Additionally, we investigate how the energy spectrum as a function of \(\mu\) is affected by the length of the p-SiNRs. Fig. 8 exhibits the superconducting p-SiNRs’ energy spectrum for increasing nanoribbon length values N. From the smallest system considered (\(N=10\), Fig. 8a) to the largest one (\(N=100\), Fig. 8e), it can be noticed a decrease of the amplitude of oscillations at around the real axis (\(E=0\)), and at the same time the definition of the MZMs on the real axis improves as N increases, and for \(N=100\) the MZMs are well defined in all the real axis. It should be mentioned that these oscillations around zero energy are expected for short Majorana nanowires due to the overlap between Majorana wavefunctions of opposite ends. Therefore, such oscillations are expected to decrease as the system becomes larger. The same behavior was verified in the work³⁴.

Conclusions and perspectives

This paper demonstrates the emergence of topologically protected MZMs at opposite ends of spinless and spinful p-SiNRs with p-wave superconducting pairing. These MZMs exhibit spin discrimination, and their polarization can be controlled by adjusting the nanoribbon chemical potential or the external magnetic field. To implement our findings experimentally, we propose a material engineering of p-SiNRs grown over an Ag(110) surface (cf. Fig. 1a), with a thin Pb film deposited on top^{4, 50}. In this device, the proximity effect will enable the penetration of Cooper pairs from the Pb s-wave superconductor into the p-SiNRs¹², and in combination with an external magnetic field and the extrinsic RSOC modulated by the action of an external electric field \(\vec {E}\) applied perpendicularly to the nanoribbon plane^53,54,55,56, it will induce p-wave pairing in the buckled atoms of the double p-SiNRs structure (cf. Fig. 1d).

We should highlight the potential applications driven by the spin-polarized MZMs presented in this work, notably demonstrated in the results of Fig. 7, with the down spin component associated with MZMs, while the up component displays metallic features, resulting in a half-metallic behavior for the system^{62, 63}. This property could be harnessed to design a single Majorana transistor (SMT) built from a quantum dot (QD) sandwiched by finite p-SiNR leads^{6, 64, 65}. This setup resembles the conventional single electron transistor (SET)⁶⁶. The SMT can be a valuable tool for discerning between MZMs and trivial Andreev bound states^{15, 17}. Particularly, the leakage of MZMs through the QD⁶⁷, along with both local and crossed Andreev reflections induced by a specific spin orientation within the p-SiNR-QD-p-SiNR SMT structure, is expected to generate distinct electronic transport signatures, enabling the identification of MZMs.

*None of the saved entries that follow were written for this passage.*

PR #1348, opened 2024-03-27
dnfdaemon: Add NEVRA field to advisory packages

m-blaha:
To improve user experience add also complete NEVRAs to returned
packages in advisory collections.

### DIFF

In addition to the spin-polarization of MZMs, our proposal also features the emergence of two MZMs located at opposite ends of the p-SiNR top chain, while another two with opposed spins are at the bottom, as illustrated in Figs. 5h and 6h. These MZMs acting as an effective two-level electronic system would allow the recovery of the spin degree of freedom as a good quantum number for purposes of quantum computing implementation, as well as to define the intrinsic spins of the regular fermions built-up by these top and bottom couples of edge MZMs, respectively. It is crucial for implementing quantum computing operations between two qubits, as it requires the presence of two fermionic sites, i.e., four MZMs^{68, 69}. Therefore, our proposal is a promising candidate for realizing hybrid quantum computing operations^{70, 71} between conventional qubits and spin-polarized Majorana-based qubits and paves the way for defining quantum computing operations using Majorana spintronics⁷².